We Have Been Here Before

None of this is new, which is the part I find most telling. The dream of programming in plain English is roughly as old as programming itself. COBOL was deliberately designed in 1959 to be English-like so that managers might read it, building on Grace Hopper's FLOW-MATIC, "the first English-like data processing language". The fourth-generation languages of the 1980s were sold on exactly the promise we hear today, that they would "empower end-users, such as business analysts, to create and modify applications independently, minimizing reliance on specialized IT personnel". I wrote about how that played out in Vibe Coding: The Emperor's New Clothes, and the short version is that the English-like syntax never removed the need for someone who could think precisely about edge cases. It just made the programs longer.

The most withering verdict came from Edsger Dijkstra, writing in 1978 against that very wave of enthusiasm. His central insight was that the formal notation of programming is a feature and not a burden, because the discipline of formal symbols is exactly what stops us writing nonsense without noticing. His line has aged disgracefully well:

When all is said and told, the "naturalness" with which we use our native tongues boils down to the ease with which we can use them for making statements the nonsense of which is not obvious.

That is the deepest reason natural language is a poor abstraction and a marvellous interface, which are not the same thing. The ambiguity that makes English so wonderfully expressive is the same ambiguity that lets us, and the model, produce confident plausible rubbish whose wrongness is not obvious until production. Dijkstra signed off with a prophecy that machines programmed in our native tongues would be "as damned difficult to make as they would be to use". Brooker, to his credit, argues 2025 has finally built them. I would say we have built something extraordinary that is nonetheless exactly as difficult to use safely as Dijkstra warned.

What This Means

I want to be careful not to swing from over-claim to dismissal, because the tool in front of us is genuinely remarkable. So here is where I land.

Prompting an LLM is a powerful new interface to the act of producing code. It is probably the most significant change to how we work since the IDE, and arguably since the high-level language. But an interface is not an abstraction layer.

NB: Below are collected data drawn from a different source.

Issue #1931, opened 2022-05-09
Library of JDK type serializers?


mikehearn:
Are there any libraries, community or otherwise, that add serializers for common JDK types like Date, Instant, PublicKey, URI, URL etc? It feels like one should exist by now but there's no mention of such an effort in the docs as far as I can tell.

pdvrieze:
@mikehearn I'd be happy to contribute to one. I might even be interested in seeing how such a library could be made to "autoregister"

sandwwraith:
There isn't one that I'm aware of. We had such plans in the past, but we never implemented it, see the rationale here: https://github.com/Kotlin/kotlinx.serialization/pull/350#discussion_r251471644

mikehearn:
The rationale being that people might want features it doesn't have yet?

pdvrieze:
@mikehearn another issue is that when interacting with external systems (rather than just writing reading its own data) there are different ways to serialize the same type. Especially dates are an issue for that, but other types too.

aSemy:
I'm interested in a common library that would support `BigDecimal` and `BigInteger` (when #2041 is released).

I think it would really help with using KxS, as the learning curve is *very* steep at the beginning. Serialising any non-standard type requires quite a lot of investment to understand how to implement custom serialisers. 

The point raised in https://github.com/Kotlin/kotlinx.serialization/pull/350#discussion_r251471644 (how should `java.io.File` be handled?) could be handled by using the recently added [typealias serializaton method](https://github.com/Kotlin/kotlinx.serialization/blob/1.4.1-release/docs/serializers.md#specifying-serializer-globally-using-typealias)

```kotlin
import kotlinx.serialization.*
import kotlinx.serialization.descriptors.*
import kotlinx.serialization.encoding.*
import java.io.File

/** Encodes a File as a string, using [invariantSeparatorsPath] */
typealias FileAsInvariantPath = @Serializable(with = FileAsInvariantStringSerializer::class) File


object FileAsInvariantStringSerializer : KSerializer<File> {
    override val descriptor: SerialDescriptor = PrimitiveSerialDescriptor("java.io.File", PrimitiveKind.STRING)

    override fun deserialize(decoder: Decoder): File = File(decoder.decodeString())

    override fun serialize(encoder: Encoder, value: File) = encoder.encodeString(value.invariantSeparatorsPath)
}
```

[...]

PR #2321, opened 2023-06-04
Added LocalDateTimeToStringSerializer

kchung1995:
Added serializer for `java.time.LocalDateTime` to `String`.

I have read some discussions from [issues: Library of JDK type serializers?](https://github.com/Kotlin/kotlinx.serialization/issues/1931) and thought `LocalDateTime` is a good JDK type to start from.
Kotlin itself has `Instant` for expressing a specific instant of time, but JDK's `LocalDateTime`is also widely used.
It would be a good idea to include a serializer for `LocalDateTime`, and any other widely used JDK types.

### DIFF
--- a/core/jvmMain/src/kotlinx/serialization/builtins/LocalDateTimeAsStringSerializer.kt
+++ b/core/jvmMain/src/kotlinx/serialization/builtins/LocalDateTimeAsStringSerializer.kt
@@ -1,0 +1,35 @@
+/*
+ * Copyright 2017-2023 JetBrains s.r.o. Use of this source code is governed by the Apache 2.0 license.
+ */
+
+package kotlinx.serialization.builtins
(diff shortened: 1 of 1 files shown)


sandwwraith:
Kotlin stdlib itself doesn't have `Instant`, only `Duration`. `Instant` is from `java.time` package (which is available from Java8 and will require additional desugaring setup to work on Android). Not all people use `java.time`; moreover there is `kotlinx.datetime` that provides a lot of serializers out of the box. It will also leave questions like 'why do you have serializer for LocalDateTime, but not for ZonedDateTime'. 

What can I suggest you (or anyone stumbling across this issue) is to create a separate library with serializers for whole `java.time` API. We can ask it to the list of community-supported formats then to increase its visibility.

PR #2322, opened 2023-06-05
[Only For Community Branch] 1.9.20-migration: Remove deprecated K/N targets

projedi:
See https://kotl.in/native-targets-tiers for details.

### DIFF
--- a/gradle/configure-source-sets.gradle
+++ b/gradle/configure-source-sets.gradle
@@ -102,7 +102,7 @@ kotlin {
         }
     }
 
-    def targetsWithoutTestRunners = ["linuxArm32Hfp", "linuxArm64", "mingwX86"]
+    def targetsWithoutTestRunners = ["linuxArm64"]
     configure(targets) {
         // Configure additional binaries to run tests in the background
         if (["macos", "linux", "mingw"].any { name.startsWith(it) && !targetsWithoutTestRunners.contains(name) }) {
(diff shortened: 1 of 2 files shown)


woainikk (approved):

sandwwraith (approved):

qwwdfsad:
It would be nice to target develop for such commits, to reduce the maintenance burden in the future.
YOu can `if` that by Kotlin version from KGP, for example

woainikk:
We discussed it before with @sandwwraith and agreed not to put it into develop now. 
@sandwwraith WDYT?
> It would be nice to target develop for such commits, to reduce the maintenance burden in the future. YOu can `if` that by Kotlin version from KGP, for example

sandwwraith:
@qwwdfsad Given these targets are deprecated only in 1.9.20, we still should be able to develop for them using 1.9.0 in dev.
However, if it is possible to make an `if` on the Kotlin version, it would be more plausible.

projedi:
`if` alone wouldn't be sufficient. Identifiers themselves are now deprecated with an error, so we would have to annotate usages with `@Suppress("DEPRECATION_ERROR")`. Is that more preferable than this PR?

qwwdfsad:
In terms of maintenance, anything targeting `dev` branch is much more preferable than targeting `community-dev` branch. I believe our "Libraries Compilation fix" instruction mentions that

projedi:
Fair enough. Let's try this then: https://github.com/Kotlin/kotlinx.serialization/pull/2325

PR #2327, opened 2023-06-09
Update Dokka to 1.8.20

IgnatBeresnev:
Built the docs locally, nothing looks out of place

### DIFF
--- a/gradle.properties
+++ b/gradle.properties
@@ -13,7 +13,7 @@ kotlin.version.snapshot=1.9.255-SNAPSHOT
 
 junit_version=4.12
 jackson_version=2.10.0.pr1
-dokka_version=1.8.10
+dokka_version=1.8.20
 native.deploy=
 validator_version=0.11.0
 knit_version=0.4.0


sandwwraith:
@IgnatBeresnev Can you please investigate why `knitCheck` task failed? Maybe Knit can't work with new Dokka version and needs an update

IgnatBeresnev:
Update: I started investigating the problem with knit, but couldn't understand what the problem was exactly - something strange is happening inside knit, so more time is needed to debug it. I've switched to other activities for now, but we'll return to it when we have some time available

sandwwraith:
@IgnatBeresnev I think `knit` was updated in master and dev so you may try again

IgnatBeresnev:
@sandwwraith we tried it in coroutines (https://github.com/Kotlin/kotlinx.coroutines/pull/3776#issuecomment-1679835290), but no luck so far :(

whyoleg:
Closed in favour of https://github.com/Kotlin/kotlinx.serialization/pull/2525

PR #2335, opened 2023-06-16
Formats Readme: update json5k, which now supports Kotlin/Native

aSemy:
json5k supports JVM and most native targets

https://github.com/xn32/json5k/blob/bc10a585ff5c0455fa5a7c66eb4780372c628c4b/build.gradle.kts#L21-L43


sandwwraith (approved):
Great!

PR #2341, opened 2023-06-21
Fix Kotlin user projects build

qurbonzoda:
* Removes @SharedImmutable usages
* Suppresses animal sniffer validation error

### DIFF
--- a/build.gradle
+++ b/build.gradle
@@ -184,6 +184,8 @@ subprojects {
                 case "kotlinx-serialization-hocon":
                     annotationValue = "kotlinx.serialization.hocon.internal.SuppressAnimalSniffer"
                     break
+                case "kotlinx-serialization-protobuf":
+                    annotationValue = "kotlinx.serialization.protobuf.internal.SuppressAnimalSniffer"
             }
             annotation = annotationValue
         }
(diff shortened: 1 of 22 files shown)


sandwwraith:
1. Can you open PR against `dev` please?
2. Am I right that starting with Kotlin 1.8 `@SharedImmutable` does nothing anyway and can be safely removed?

qurbonzoda:
> * Can you open PR against `dev` please?

Done
> * Am I right that starting with Kotlin 1.8 `@SharedImmutable` does nothing anyway and can be safely removed?

`@SharedImmutable` does nothing in the new K/N memory manager, which is the default one since 1.7.20.
The legacy memory manager is removed completely in 1.9.20, and their is no way to switch back to it.
So the answer is yes. `@SharedImmutable` does nothing and can be safely removed.

sandwwraith:
We plan to do a release with Kotlin 1.9.0. If someone uses old memory manager, it means theirs code will break without this annotation?

qurbonzoda:
> We plan to do a release with Kotlin 1.9.0. If someone uses old memory manager

According to Native team user programs will fail at runtime if the references are used by multiple threads.

qwwdfsad:
> If someone uses old memory manager

We don't have to support it anymore

sandwwraith (approved):

PR #77, opened 2018-08-23
end 2 end test on windows, linux & osx

axe312ger:
run simple e2e tests with the standalone CLI

* appveyor for windows
* circleci for linux & osx


Khaledgarbaya:
Hey @axe312ger what do you think of limiting this just for master ?

PR #80, opened 2018-08-28
feat(proxy): add new raw proxy config option

axe312ger:
Depends on:
* https://github.com/contentful/contentful-import/pull/113
* https://github.com/contentful/contentful-export/pull/118
* https://github.com/contentful/contentful-migration/pull/130

### DIFF
--- a/README.md
+++ b/README.md
@@ -75,6 +75,15 @@ When multiple proxy configurations exists, precedence is taken in this form:
 2. `https_proxy` takes precedence over `.contentfulrc.json`
 2. `https_proxy` takes precedence over `http_proxy`
 
+
+## :rescue_worker_helmet: Troubleshooting
+
+* Unable to connect to Contentful through your Proxy? Try settings `rawProxy: true` in your `.contentfulrc.json` via:
+
+```sh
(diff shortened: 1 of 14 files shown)


README.md
```diff
@@ -75,6 +75,14 @@ When multiple proxy configurations exists, precedence is taken in this form:
 2. `https_proxy` takes precedence over `.contentfulrc.json`
 2. `https_proxy` takes precedence over `http_proxy`
 
+### Proxy troubleshooting
+
+* Unable to connect? Try settings `rawProxy: true` in your `.contentfulrc.json` via:
+
+```sh
+contentful config add --raw-proxy true
```
Khaledgarbaya: `--raw-proxy` is enough since this is a boolean

axe312ger: No it is not, the command will complain otherwise.

```
$ ./bin/contentful.js config add --raw-proxy
/...contentful-cli/dist/cli.js:28
  if (err) throw err;
           ^
YError: Not enough arguments following: raw-proxy
...
```

axe312ger: I removed the part from the code now which requires the true. WIll see in my next commit.

PR #82, opened 2018-08-29
Test/proxy recording

phoebeschmidt:
## Summary

Introducing talkback proxy to record/replay http requests in integration tests.

All the `recordings/*` files can be ignored. Focus on new pretest/posttest scripts, updated npm script names, and changes to existing tests.

Blocked by https://github.com/contentful/contentful-management.js/pull/187

TODO
- [x] update pre- and post- test scripts to find config file in tree (it might not necessarily live at the root)


phoebeschmidt:
also every integration test is timing out on travis, so I'm assuming the talkback proxy isnt configured correctly there. Will need some assistance with this

package.json
```diff
@@ -24,27 +24,29 @@
...
-    "test:integration": "npm run test:integration:setup && npm run test:integration:nosetup && npm run config:restore",
-    "test:integration:ci": "npm run test:integration:setup && npm run test:integration:nosetup:ci && npm run config:restore",
-    "test:integration:fresh": "npm run test:integration:setup && npm run test:integration:update && npm run config:restore",
-    "test:integration:setup": "test/integration/scripts/pre-test.sh",
-    "test:integration:nosetup": "BABEL_ENV=test jest test/integration/cmds/** --verbose",
-    "test:integration:nosetup:ci": "BABEL_ENV=test jest test/integration/cmds/** --verbose --runInBand",
-    "test:integration:update": "BABEL_ENV=test jest test/integration/cmds/** --verbose --updateSnapshot",
-    "test:integration:watch": "BABEL_ENV=test jest test/integration/cmds/** --verbose --watch",
+    "pretest:integration": "node test/integration/scripts/pre-test.js",
+    "pretest:integration:ci": "npm run pretest:integration",
```
phoebeschmidt: the duplication in these scripts is not ideal, but this is the best I could come up with so that we could pass the `--runInBand` flag to the integration tests on CI only. running tests without that flag takes less than half the time, so I don't want to enforce it for local tests if we don't have to.

any ideas for improving this are welcome!

test/integration/scripts/post-test.js
```diff
@@ -0,0 +1,26 @@
...
+    console.log('Restoring config file...')
+    await fs.writeFile(configPath, configContent)
+  } catch (e) {
+    if (e.code === 'ENOENT') {
+      // no backup existed, which means no config existed before the test? TODO what to do in this situation
+      console.log('No backup, removing proxies from config...')
+      const configContents = JSON.parse(await fs.readFile(configPath))
+      delete configContents.proxy
+      delete configContents.rawProxy
+      await fs.writeFile(configPath, JSON.stringify(configContents))
```
phoebeschmidt: wasn't sure if this was correct thing to do here.

if there is no backup, that means there was no config file before running the tests. should we just remove the file all together? this felt weird in case these scripts are run solo, you could accidentally delete your config.

phoebeschmidt: also this assumes config lives at root, which is not necesarily the case.  I'll add a to-do to fix this

package.json
Khaledgarbaya: 👍

Khaledgarbaya: improving the workflow is an ongoing thing as long as we update the docs everytime, I think it should be fine

test/integration/scripts/post-test.js
Khaledgarbaya: It would be nice to create a ticket internally also for this

recordings/5-get-environment.json5
```diff
@@ -0,0 +1,122 @@
...
+            'x-permitted-cross-domain-policies': [
+                'none',
+            ],
+            'x-xss-protection': [
+                '1; mode=block',
+            ],
+            connection: [
+                'Close',
+            ],
+            'set-cookie': [
```
Khaledgarbaya: Maybe we should ignore this because we might end up recording sensitive data

phoebeschmidt: decided we dont need to remove this yet

PR #83, opened 2018-08-30
Fix/space create promt

Khaledgarbaya:
This PR adds a confirmation step when creating space to remind users that a new space creation can lead to a monthly charge depends on the plan they have

### DIFF
--- a/lib/cmds/space_cmds/create.js
+++ b/lib/cmds/space_cmds/create.js
@@ -7,6 +7,8 @@ import { assertLoggedIn } from '../../utils/assertions'
 import { EventSystem } from '../../core/events'
 import { CREATE_SPACE_HANDLER } from '../../core/events/scopes'
 
+import { warningStyle } from '../../utils/styles'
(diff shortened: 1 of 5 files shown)


lib/cmds/space_cmds/create.js
```diff
@@ -33,6 +35,11 @@ export const builder = (yargs) => {
       alias: 'org',
       describe: 'Organization owning the new space'
     })
+    .option('yes', {
+      alias: 'y',
```
loudmouth: what do you think about `--force` `-f` instead?

phoebeschmidt: I like `--force` better than `--yes` 👍

Khaledgarbaya: `--yes` is a Linux standardized thing for yes or no questions and we are doing this for other commands

phoebeschmidt: ah okay, didn't realize. then sure, we keep the `--yes` :)

PR #124, opened 2019-02-21
feat(cmds): unify management token and space id params across all commands

phoebeschmidt:
Previously not all commands accepted `--management-token` or `--space-id` as an arg. For this PR i went through each command and made sure it accepted management-token and space-id with the correct alias.

Started to try to make a test that could be reused between all the commands but it became very complex very quickly. It also felt extreme to try to create a custom test for each command. So this is the minimum viable PR to try to make things consistent.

The defining promise of an abstraction layer is that you may forget what is beneath it, and AI cannot make that promise, today or in principle, because it offers neither a specification you can reason against nor a guarantee you can rely on. What it offers instead is a brilliant, fast, occasionally brilliant-and-wrong draft that you remain wholly responsible for. The code it generates is still your code. You own it, you review it, you debug it, you maintain it at three in the morning when it falls over. That is not what owning compiler output feels like, and the gap between those two feelings is the entire point.

This is also why I keep coming back to the idea that the durable skill is no longer typing the code but specifying and verifying it, which I explored in Is Spec-Centric Development the Future?. If the model writes the first draft, then the human's value moves to the parts the model cannot be trusted with: the precise specification of what is wanted, and the disciplined verification that the draft actually delivers it. Tests, types, reviews, and observability stop being hygiene and start being the load-bearing walls. The model raised the ceiling on how fast we can produce code. It did nothing whatsoever to lower the floor on how carefully we must check it.

Conclusion

The compiler earned the right to be called an abstraction layer by keeping its promises so reliably that we forgot it was making them. It is deterministic, specified, and verifiable, and so we stopped reading what it produced. The AI assistant on my screen this morning is faster, friendlier, and far more impressive than any compiler, and it keeps none of those promises. It moves us sideways into nondeterminism, not up the ladder, and it hands us back a draft we are still on the hook for.

Use it. I do, gladly. Just do not mistake the friendly voice for a layer you can stop watching.

An abstraction you cannot stop checking is not an abstraction. It is just more code, wearing a better disguise.